«Los Jardines Estatuarios» se desarrolla en una situación inmediata y exenta de justificación. El narrador (y el lector) aparecen, de repente, en un mundo aparte; un universo paralelo, un jardín de carácter mítico donde se cultivan estatuas gigantes de piedra, de diversas formas y tamaños. Anónimos jardineros las cuidan, pulen y trabajan, pero sobre todo las aman; con mimo, las guían hasta llegar a su forma natural, que no por casualidad coincide con su forma final: “Para trabajar, aquellos dos hombres desnudos pegaban su cuerpo a la estatua (…). Los vi así, al ritmo del agua, bajando a lo largo del cuerpo de la Venus así sorprendida y sin embargo impávida. Se erguía desnuda, maravillada por haber nacido y muda para siempre en la luz que caía de la tarde” (p. 48).
La primera parte de la novela de Abeille está compuesta por meros informes etnográficos. A medida que su personaje principal se integra, la narración despliega mecanismos que exploran la sociedad (el papel de las mujeres, los hombres, los niños, la importancia de las relaciones sexuales). La historia se expande y se acerca a un mundo fantástico, un territorio prelapsario donde predomina el afán de aventura, la imaginación y la magia. Este mundo, aunque extraño, es sorprendentemente real. Está descrito con minuciosidad. La psicología de los hombres y mujeres que lo pueblan está sujeta a ritos específicos y reglas inmemoriales parecidas a las nuestras, y sin embargo tan distintas: “[En esta tierra] lo que importan son los hijos. Los que mueren sin dejar trascendencia de ellos son una amenaza para el dominio (…). Incluso las parejas formadas dejan de dar nacimiento a los hijos que se esperan de ellos. Y, poco a poco, la situación se va haciendo crítica. No quedan ya más brazos masculinos para cuidar de las estatuas y vigilar sus fontanelas, ni energía femenina para alimentar como es debido a los habitantes (…). Se eligen los más crueles paliativos antes que revocar las viejas costumbres y la eterna tradición del egoísmo” (p. 174).
El norte bárbaro de la provincia es un lugar mítico donde terribles subhumanos amenazan la estabilidad de una sociedad ultra-rígida. No son los villanos de la historia. Nada es sencillo en esta novela.

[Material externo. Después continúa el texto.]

PR #18910, opened 2017-01-21
Ensure that all actions are compared to fixed point in time (ie. world update start)

ghost:
**Target branch(es):** 3.3.5

- [x] 3.3.5

**Issues addressed:** Closes #10530, can potentially fix #10218 if arming time / 2 fix is correct

**Tests performed:** Compiles, simple ingame tests

Ensure that all actions are compared to fixed point in time (eg. world update start) and are not dependent on processing moment. Increased GameObjects cooldown resolution to milliseconds, fixes arming time of traps to be exactly one second and not something from range (1000, 1999)

PR #19101, opened 2017-02-10
Core/GameObject: regenerate GO loot if respawn time passed since last loot generation time and not all items were taken

### LINKED ISSUE #8952: Looting issue with gameobject type 3 for quest items (cause by players)
I would like to report an issue which I have encountered with gameobjects (type 3) which contain items which are required for quests,

an example object is http://www.wowhead.com/object=290 which contains http://www.wowhead.com/item=841 which is required for http://www.wowhead.com/quest=64/the-forgotten-heirloom

But have previously encountered this issue with other gameobjects, the issue is if a player opens the gameobject but does not loot the quest item then another player trys to loot the object it will appear empty, if the player who originally opened it goes back and loots the item then it will work again but this wont always happen and object will end up tagged to that player and noone else will be able to loot quest item until server restart unless the player to which it is tagged loots item.
## <bountysource-plugin>

Want to back this issue? **[Post a bounty on it!](https://www.bountysource.com/issues/104231-looting-issue-with-gameobject-type-3-for-quest-items-cause-by-players?utm_campaign=plugin&utm_content=tracker%2F1310&utm_medium=issues&utm_source=github)** We accept bounties via [Bountysource](https://www.bountysource.com/?utm_campaign=plugin&utm_content=tracker%2F1310&utm_medium=issues&utm_source=github).
</bountysource-plugin>

ghost:
**Target branch(es):** 3.3.5

- [x] 3.3.5

**Issues addressed:** Closes #8952

**Tests performed:** Compile and simple ingame test

### DIFF
--- a/src/server/game/Entities/GameObject/GameObject.h
+++ b/src/server/game/Entities/GameObject/GameObject.h
@@ -794,6 +794,8 @@ class TC_GAME_API GameObject : public WorldObject, public GridObject<GameObject>
         void AddLootMode(uint16 lootMode) { m_LootMode |= lootMode; }
         void RemoveLootMode(uint16 lootMode) { m_LootMode &= ~lootMode; }
         void ResetLootMode() { m_LootMode = LOOT_MODE_DEFAULT; }
+        void SetLootGenerationTime() { m_lootGenerationTime = time(NULL); }
+        uint32 GetLootGenerationTime() const { return m_lootGenerationTime; }
 
         void AddToSkillupList(ObjectGuid::LowType PlayerGuidLow) { m_SkillupList.push_back(PlayerGuidLow); }
         bool IsInSkillupList(ObjectGuid::LowType PlayerGuidLow) const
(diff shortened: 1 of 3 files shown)


src/server/game/Entities/GameObject/GameObject.h
```diff
@@ -789,6 +789,8 @@ class TC_GAME_API GameObject : public WorldObject, public GridObject<GameObject>
         void AddLootMode(uint16 lootMode) { m_LootMode |= lootMode; }
         void RemoveLootMode(uint16 lootMode) { m_LootMode &= ~lootMode; }
         void ResetLootMode() { m_LootMode = LOOT_MODE_DEFAULT; }
+        void SetLootGenerationTime() { m_lootGenerationTime = time(NULL); }
```
DDuarte: Should this receive the same treatment as #18910 or it doesn't matter in this case?

xinef1: Should, but in this case its rather irrelevant (duration that is mostly measured in minutes)

Tonghost:
:shipit:

Keader:
nice

PR #19105, opened 2017-02-11
Core/Spells: Corrected points per level calculation for some spells

ghost:

- [x] 3.3.5

**Tests performed:** Compiles


tkrokli:
Spell Level: L-E-V-E-L [(Order of the Stick joke ^^)](http://www.giantitp.com/comics/images/oots0012.gif)

PR #19121, opened 2017-02-12
Core/Misc: Added some missing SetFallInformation calls and some more

ghost:
**Target branch(es):** 3.3.5

- [x] 3.3.5

**Tests performed:** Compiles, simple ingame tests

Added some missing SetFallInformation calls
Fixed HP drop bug on zeppelins
Fixed possible packet relocation problems on huge transports

### DIFF
--- a/src/server/game/Entities/Player/Player.cpp
+++ b/src/server/game/Entities/Player/Player.cpp
@@ -1929,7 +1929,7 @@ bool Player::TeleportTo(uint32 mapid, float x, float y, float z, float orientati
 
         // this will be used instead of the current location in SaveToDB
         m_teleport_dest = WorldLocation(mapid, x, y, z, orientation);
-        SetFallInformation(0, z);
+        SetFallInformation(0, GetPositionZ());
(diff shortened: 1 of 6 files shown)


src/server/game/Entities/Player/Player.cpp
```diff
@@ -1929,7 +1929,7 @@ bool Player::TeleportTo(uint32 mapid, float x, float y, float z, float orientati
 
         // this will be used instead of the current location in SaveToDB
         m_teleport_dest = WorldLocation(mapid, x, y, z, orientation);
-        SetFallInformation(0, z);
+        SetFallInformation(0, GetPositionZ());
```
Shauren: wont using the position from before teleportation cause fall damage?

xinef1: We are not yet teleported, don't see any reason why we should relocate fallZ to teleportZ. This is done when teleport ack packet is received (movement cannot be processed while being teleported)

PR #19148, opened 2017-02-17
Core/Instances: Loading boss state as FAIL now defaults to NOT_STARTED

Krudor:

**Changes proposed:**

-  Set boss state to NOT_STARTED if it loads as FAIL

**Tests performed:** Builds, tested in-game


Kittnz:
Any reason for this change?

Krudor:
It's mainly causing some unwanted behavior in a script I'm working on because it's, as the status IN_PROGRESS, not expected to stay in that state upon loading instance saves.

It is in most cases not a problem because most bosses set their status manually upon Reset to NOT_STARTED, but some bosses don't.

FAIL is much like IN_PROGRESS, not a state that an encounter state should be loaded into.

Another question is why these states are even saved to DB in the first place.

La segunda parte funciona por inversión. Es negativo fotográfico de la primera. El resultado es una novela exquisita, donde el estilo es bello y la historia es simple a fuer de extraña. Al devolvernos un reflejo de nuestros usos y costumbres, Abeille nos da oportunidad de cuestionarlas. Juego de espejos, inversión de valores y propuesta de una nueva filosofía, el juego barroco de «Los Jardines Estatuarios» nos devuelve lo mejor (y lo peor) de nosotros.
Esta novela explora, sobre todo, el proceso de creación. El trasfondo parecen ser los mitos de Sísifo y Pigmalión. Alimentan su prosa decenas de referencias que sin duda harán las delicias de los letraheridos. Al igual que «El Castillo» (1926) de Kafka y «El Mar de las Sirtes» (1951) de Julien Gracq, «Los Jardines Estatuarios» es una distopía. No desvelaremos si los misterios de esta extraña cultura conducen al colapso mundial; si la sociedad acaba sometida a los estragos de invasores bárbaros. “El poder no es nada sin una imagen, de la que obtiene toda su realidad. Una manera determinada de escribir la historia, que usted necesita a toda costa forjar y controlar. Sin esa imagen de usted mismo, a la que aspira con tanta fuerza (…) usted no es más que expresión pasajera de una necesidad de la que nada comprende” (p. 285). Abeille parece sugerir que si bien la escritura no destruye el mundo, prefigura su aniquilación. La literatura nos roba el alma y al hacerlo nos salva. Nos conduce al limbo de los olvidados, que no es otro que el de un raro jardín donde se cultivan estatuas.
Jacques Abeille es pintor autodidacta, miembro del grupo surrealista Parapluycha Burdeos. Realizó estudios de postgrado en psicología, filosofía y literatura y es profesor asociado de artes visuales. Publicada a principios de los años 80 del pasado siglo, «Los Jardines Estatuarios» arrastra desde entonces una injusta fama de maldita. La imagen de portada de François Schuiten, donde se aprecian mares, desiertos y estatuas descomunales en una especie de jardín mítico, redunda en esta idea de obra difícil. La traducción de Lluís María Todó nos acerca este fascinante libro de viajes, este cautivador relato de aventuras.